For every three dollars you spent on gasoline, oil companies are getting more than a dollar of profit. [1] That means on average, 34% of what you paid or $1.22/gallon, goes to pad the bottom line of oil companies.

What companies benefit from higher oil prices? ›

While higher prices would benefit all oil stocks, Marathon, Diamondback, and Devon stand out as best positioned to capitalize on higher crude prices. All three recently made cash-gushing acquisitions, which could give them even more money to buy back their cheap stocks and pay dividends.

Why do oil companies not lower gas prices? ›

Oil producers face difficulties increasing production

Because the price of crude oil is determined in global markets, increases in domestic oil production affect the retail price of gasoline only to the extent that they lower global oil prices.

Are high gas prices good for oil stocks? ›

Every shift in market conditions presents opportunities for investors, whether the markets rise or fall. With crude oil prices on the rise and gas prices increasing, oil stocks are positioned for potential gains.

What is causing gas prices to be so high? ›

There are a few factors causing oil prices to rise, Gross and Kloza say, including global supply production cuts and impacts of this summer's extreme heat on refineries.

Who suffers the most from high gas prices? ›

That said, rising gas prices do affect both consumers and the economy adversely, and they are especially harmful to lower- and moderate-income households.

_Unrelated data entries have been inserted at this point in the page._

PR #4064, opened 2018-04-04
Cleanup code formatting

dwijnand:
Don't align args or params by the opening parens,
and drop the closing parens to the next line.


main-actions/src/main/scala/sbt/ForkTests.scala
```diff
@@ -84,10 +89,13 @@ private[sbt] object ForkTests {
...
-                            forkFingerprint(t.fingerprint),
-                            t.explicitlySpecified,
-                            t.selectors))
+                new TaskDef(
+                  t.name,
+                  forkFingerprint(t.fingerprint),
+                  t.explicitlySpecified,
+                  t.selectors
+              )
+            )
```
eed3si9n: Close paren `)` dangling almost like close curly bracket looks odd especially for invocation, and this doesn't even line up.

main-actions/src/main/scala/sbt/Package.scala
```diff
@@ -66,8 +68,10 @@ object Package {
     setVersion(main)
 
     val cachedMakeJar = inputChanged(cacheStoreFactory make "inputs") {
-      (inChanged,
-       inputs: Map[File, String] :+: FilesInfo[ModifiedFileInfo] :+: Manifest :+: HNil) =>
+      (
+          inChanged,
+          inputs: Map[File, String] :+: FilesInfo[ModifiedFileInfo] :+: Manifest :+: HNil
+      ) =>
```
eed3si9n: This almost makes the code look alien (non-Scala).

main-actions/src/main/scala/sbt/RawCompileLike.scala
```diff
@@ -47,16 +47,20 @@ object RawCompileLike {
...
+      cacheStoreFactory: CacheStoreFactory,
+      fileInputOpts: Seq[String],
+      doCompile: Gen
+  ): Gen =
     (sources, classpath, outputDirectory, options, maxErrors, log) => {
       type Inputs =
         FilesInfo[HashFileInfo] :+: FilesInfo[ModifiedFileInfo] :+: Seq[File] :+: File :+: Seq[
-          String] :+: Int :+: HNil
+          String
+        ] :+: Int :+: HNil
```
eed3si9n: A dangling square bracket? Is this more readable, srsly?

eed3si9n (changes requested):
Not feeling the dangling.

main-actions/src/main/scala/sbt/RawCompileLike.scala
dwijnand: this one should be rewrapped differently, agreed

main-actions/src/main/scala/sbt/ForkTests.scala
dwijnand: on it not lining up: agreed - looks like a scalafmt bug

on it looking like curly brackets: that's right, it's nice and uniform.

you don't write:

```scala
  println("Hello, World!")}
```

main-actions/src/main/scala/sbt/Package.scala
dwijnand: this code looked bad before and it's not great after scalafmt either.

but at least now you know where the parens start and end because they're symmetrical at the same column.

I would fix this manually with a local type alias.

dwijnand:
I find the dangling parentheses improve the clarity of the code.

do you want me to apply those manual fixes?

main-actions/src/main/scala/sbt/ForkTests.scala
eed3si9n: And your proposal is to turn that into JSON?

```scala
def main(
    args: Array[
        String
    ]
): Unit = {
  println(
      "Hello, World!"
  )
}
```

eed3si9n:
The switch to Scalafmt from Scalariform in https://github.com/sbt/sbt/pull/3125 was motivated by contributors complaining that sbt code base was odd looking. In #3125 I tried to synthesize what's most idiomatic given the options.

Currently we have tree options when a function invocation overflow.

### option 1: align.openParenCallSite (default: true)

```scala
new TaskDef(t.name, // align by (
            forkFingerprint(t.fingerprint),
            t.explicitlySpecified)
```

### option 2: align.openParenCallSite = false

```scala
new TaskDef(
  t.name, // no align by (
  forkFingerprint(t.fingerprint),
  t.explicitlySpecified)
```

### option 3: align.openParenCallSite = false, danglingParentheses = true

```scala
new TaskDef(
  t.name, // no align by (
  forkFingerprint(t.fingerprint),
  t.explicitlySpecified
)
```

### what human would write

Suppose if `t.explicitlySpecified` goes over the 100 character limit, what a human writer would do I think is just put a single newline and indent once as follows:

```scala
new TaskDef(t.name, forkFingerprint(t.fingerprint),
  t.explicitlySpecified)
```

I'd think option 1 or option 2 to be an acceptable compromise.

main-actions/src/main/scala/sbt/ForkTests.scala
dwijnand: if the type of `Array` and the argument to `println` are long enough yes:

```scala
def main(
  args: Array[
    String :+: String :+: String :+: String :+: String :+: String :+: String
  ]
): Unit = {
  println(
    "Hello, World! This is my super long message that requires wrappping"
  )
}
```

I'd say that's clearer than:

```scala
def main(
  args: Array[
    String :+: String :+: String :+: String :+: String :+: String :+: String]
): Unit = {
  println(
    "Hello, World! This is my super long message that requires wrappping")
}
```

dwijnand:
> what a human writer would do I think

it depends how much that human cared about the legibility of the code.

personally I would go back and introduce newlines and drop the closing paren so it was more clear with the open and close parens and the one line per argument that there are 3 arguments.

by using the formatting option `danglingParentheses = true` we get both benefits: the code is clear and you don't have to do the work.

eed3si9n:
> it depends how much that human cared about the legibility of the code.

Many people have cared about the legibility throughout the history of the mankind :) There are no major style guide that's proposed saying that we should format line wrapped function invocation with closing parenthesis on its own line. In most style guides, it's considered a bad style.

### Scala

Scala guide specifically has an entry for this [Methods with Numerous Arguments](https://docs.scala-lang.org/style/indentation.html#methods-with-numerous-arguments):

```scala
foo(
  someVeryLongFieldName,
  andAnotherVeryLongFieldName,
  "this is a string",
  3.1415)
```

### C

K&R (Linux kernel style), GNU, and Allman would all split lines one way of the other, but never close paren on its own. For example https://www.gnu.org/prep/standards/standards.html#Formatting:

```c
int
lots_of_args (int an_integer, long a_long, short a_short,
              double a_double, float a_float)
…
```

### Java

[Wrapping Lines](http://www.oracle.com/technetwork/java/javase/documentation/codeconventions-136091.html#248)

```java
someMethod(longExpression1, longExpression2, longExpression3, 
        longExpression4, longExpression5);
 
var = someMethod1(longExpression1,
                someMethod2(longExpression2,
                        longExpression3)); 
```

### Object Pascal

[Continuation Lines](http://edn.embarcadero.com/article/10280#4.4)

```pascal
// CORRECT

function CreateWindowEx(dwExStyle: DWORD; 
  lpClassName: PChar; lpWindowName: PChar; 
  dwStyle: DWORD; X, Y, nWidth, nHeight: Integer;
  hWndParent: HWND; hMenu: HMENU; hInstance: HINST; 
  lpParam: Pointer): HWND; stdcall;

// CORRECT 

if ((X = Y) or (Y = X) or
  (Z = P) or (F = J) then
begin
  S := J;
end;
```

### Emacs Lisp

[The Emacs Lisp Style Guide](https://github.com/bbatsov/emacs-lisp-style-guide#syntax)

> Place all trailing parentheses on a single line instead of distinct lines.

```lisp
;; good; single line
(when something
  (something-else))

;; bad; distinct lines
(when something
  (something-else)
)
```

With the aid of automatic formatting (like in case of Emacs Lisp) they could chose either way, but people are picking collapsed closing parenthesis. This is because closing parens do no provide any info if the code is indented correctly.

dwijnand:
yeah a string of closing parens in lisp I know is a thing in the lisp communities.

but lisp is very regular, it's all parens. in scala parens are everywhere mixed in different contexts, with other syntax constructs.

so I'm saying it's clearer in a complex scala codebase like sbt's to space things out.

for instance:

```scala
  private[this] class ChangeOwnerAndModuleClassTraverser(
      oldowner: global.Symbol,
      newowner: global.Symbol)
      extends global.ChangeOwnerTraverser(oldowner, newowner) {
    override def traverse(tree: global.Tree): Unit = {
      tree match {
```

how long does it take you to see how many arguments and which types this class takes?

```scala
  private[this] class ChangeOwnerAndModuleClassTraverser(
      oldowner: global.Symbol,
      newowner: global.Symbol
  ) extends global.ChangeOwnerTraverser(oldowner, newowner) {
    override def traverse(tree: global.Tree): Unit = {
      tree match {
```

how about now?

let's try something else:

```scala
   * Typically, `f` is a `Select` or `Ident`.
   * The wrapper is replaced with the result of `subWrapper(<Type of T>, <Tree of v>, <wrapper Tree>)`
   */
  def transformWrappers(
      t: Tree,
      subWrapper: (String, Type, Tree, Tree) => Converted[ctx.type]): Tree = {
    // the main tree transformer that replaces calls to InputWrapper.wrap(x) with
    //  plain Idents that reference the actual input value
    object appTransformer extends Transformer {
```

how long did it take you to identify the result type of this method?

```scala
   * Typically, `f` is a `Select` or `Ident`.
   * The wrapper is replaced with the result of `subWrapper(<Type of T>, <Tree of v>, <wrapper Tree>)`
   */
  def transformWrappers(
      t: Tree,
      subWrapper: (String, Type, Tree, Tree) => Converted[ctx.type]
  ): Tree = {
    // the main tree transformer that replaces calls to InputWrapper.wrap(x) with
    //  plain Idents that reference the actual input value
    object appTransformer extends Transformer {
```

how about now?

not minutes, of course, but I'd say enough to be a drag that we should fix automatically.

eed3si9n:
The fact that each arguments / parameters are put on its own line, I think is spacing things out enough. Too much vertical spacing actually makes it harder to read, imo.

See for example:

```scala
  def sequential[A0, A1, A2, A3, A4, A5, A6, B](task0: Initialize[Task[A0]],
                                                task1: Initialize[Task[A1]],
                                                task2: Initialize[Task[A2]],
                                                task3: Initialize[Task[A3]],
                                                task4: Initialize[Task[A4]],
                                                task5: Initialize[Task[A5]],
                                                task6: Initialize[Task[A6]],
                                                last: Initialize[Task[B]]): Initialize[Task[B]] =
    sequential(List(unitTask(task0),
                    unitTask(task1),
                    unitTask(task2),
                    unitTask(task3),
                    unitTask(task4),
                    unitTask(task5),
                    unitTask(task6)),
               last)
```

I'd be ok if they were even more packed, but to me the above is acceptable.

```scala
  def sequential[A0, A1, A2, A3, A4, A5, A6, B](
      task0: Initialize[Task[A0]],
      task1: Initialize[Task[A1]],
      task2: Initialize[Task[A2]],
      task3: Initialize[Task[A3]],
      task4: Initialize[Task[A4]],
      task5: Initialize[Task[A5]],
      task6: Initialize[Task[A6]],
      last: Initialize[Task[B]]
  ): Initialize[Task[B]] =
    sequential(
      List(
        unitTask(task0),
        unitTask(task1),
        unitTask(task2),
        unitTask(task3),
        unitTask(task4),
        unitTask(task5),
        unitTask(task6)
      ),
      last
    )
```

The above is less readable to me because now everything is on column 2 and 4, and I have to track one word at a time vertically, instead of reading horizontally.

```scala
  /**
   * Typically, `f` is a `Select` or `Ident`.
   * The wrapper is replaced with the result of `subWrapper(<Type of T>, <Tree of v>, <wrapper Tree>)`
   */
  def transformWrappers(
      t: Tree,
      subWrapper: (String, Type, Tree, Tree) => Converted[ctx.type]): Tree = {
    // the main tree transformer that replaces calls to InputWrapper.wrap(x) with
    //  plain Idents that reference the actual input value
    object appTransformer extends Transformer {
```

The above is just normal looking Scala code to me. What might help would an extra space before the comment like:

```scala
  /**
   * Typically, `f` is a `Select` or `Ident`.
   * The wrapper is replaced with the result of `subWrapper(<Type of T>, <Tree of v>, <wrapper Tree>)`
   */
  def transformWrappers(
      t: Tree,
      subWrapper: (String, Type, Tree, Tree) => Converted[ctx.type]): Tree = {

    // the main tree transformer that replaces calls to InputWrapper.wrap(x) with
    //  plain Idents that reference the actual input value
    object appTransformer extends Transformer {
```

Putting newline before the `)` and making it:

```scala
...
      subWrapper: (String, Type, Tree, Tree) => Converted[ctx.type]
  ): Tree = {
...
```

to me is jarring because my eyes have been wired to look for return type around right-most edge.

We're now deeply in bikeshed weeds. At this point, I'd say we should call on Twitter to let ppl vote 👍 or 👎 for 24h and accept the result.

dwijnand:
> What might help would an extra space before the comment like:
> 
> ```scala
>   /**
>    * Typically, `f` is a `Select` or `Ident`.
>    * The wrapper is replaced with the result of `subWrapper(<Type of T>, <Tree of v>, <wrapper Tree>)`
>    */
>   def transformWrappers(
>       t: Tree,
>       subWrapper: (String, Type, Tree, Tree) => Converted[ctx.type]): Tree = {
> 
>     // the main tree transformer that replaces calls to InputWrapper.wrap(x) with
>     //  plain Idents that reference the actual input value
>     object appTransformer extends Transformer {
> ```

the problem with that is that you can't tell if the object is a part of the method or not.

dwijnand:
> At this point, I'd say we should call on Twitter to let ppl vote 👍 or 👎 for 24h and accept the result.

https://twitter.com/dwijnand/status/983979109918347264

core-macros/src/main/scala/sbt/internal/util/appmacro/TupleNBuilder.scala
```diff
@@ -47,10 +49,12 @@ object TupleNBuilder extends TupleBuilder {
       }
       def extract(param: ValDef): List[ValDef] = bindTuple(param, Nil, inputs.map(_.local), 1)
 
-      def bindTuple(param: ValDef,
-                    revBindings: List[ValDef],
-                    params: List[ValDef],
-                    i: Int): List[ValDef] =
+      def bindTuple(
+          param: ValDef,
```
ScalaWilliam, line 53: This is way better. Nice 👍

dwijnand:
image

@eed3si9n happy for me to rebase and merge this?

build.sbt
```diff
@@ -37,7 +37,7 @@ def buildLevelSettings: Seq[Setting[_]] =
       resolvers += Resolver.mavenLocal,
       scalafmtOnCompile := true,
       scalafmtOnCompile in Sbt := false,
-      scalafmtVersion := "1.3.0",
+      scalafmtVersion := "1.4.0",
```
eed3si9n, line 40: Scalafmt 1.5 is now out. Maybe we should bump it up now?

dwijnand: I chose not to because of https://twitter.com/olafurpg/status/988665279902339073.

What oil companies are profiting from the war? ›

The result: In 2022, Chevron, ExxonMobil, Shell, BP and TotalEnergies made $134 billion in excess profits, predominantly due to the effects of the war in Ukraine. The highest beneficiary, ExxonMobil alone makes up $45 billion of this sum.

Do oil stocks go up if oil prices go up? ›

One of the biggest factors governing the oil industry is, of course, the price of crude oil. When crude oil prices rise, oil stock prices tend to go up, too. When crude oil prices tumble, so will the prices of most oil and gas stocks.

What happens when oil prices rise? ›

An increase in oil prices usually lowers the expected rate of economic growth and increases inflation expectations over shorter horizons. Decreasing economic growth prospects, in turn, lower companies' earnings expectations, resulting in a dampening effect on stock prices.

What happens if oil prices rise? ›

High oil prices can drive job creation and investment as it becomes economically viable for oil companies to exploit higher-cost shale oil deposits. However, high oil prices also hit businesses and consumers with higher transportation and manufacturing costs.